Yes. Yes, it most certainly was great.

Anything worth doing will have challenges. It is precisely because of those challenges that we grow and thrive.

I continue to bother because I want to be the type of doer I admire. I strive to be the type of person who persists because the going is hard. I fall short some days, of course. Failure is an excellent teacher – and motivator. Whenever we miss the mark, we have an opportunity to learn from it, and to renew our commitment to ultimate success.

If our goals are big enough, they have a clear chance of failure. While that is a scary reality, the point of this process is to go outside of our current abilities to see what we can do! If we don’t risk failure on the way to achieving a goal, then that isn’t a goal – it’s just a thing that we are going to do.

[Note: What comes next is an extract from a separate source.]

Issue #1230, opened 2022-04-25
wgsl: f32 execution tests for `normalize` builtin


dj2:
Add f32 execution tests for the `normalize` builtin.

So, as you face the myriad of challenges that living brings your way, face each of them with the courage to take one step at a time, to bother to invest in your dreams, and keep moving toward your summit.

You are gonna do this.

Did I make it?

2 Comments

  1. Ruth Ann Sellers

    I so enjoyed reading this adventure of yours. You are indeed an inspiration during these Covid-19 times. As a runner, I too miss the races and energy from the other runners. Going to a park to run, walk and just riding my exercise bike at times is so good for my mental well being as well. Thanks for your inspiration and for sharing your adventures. Wishing you all the best Maria!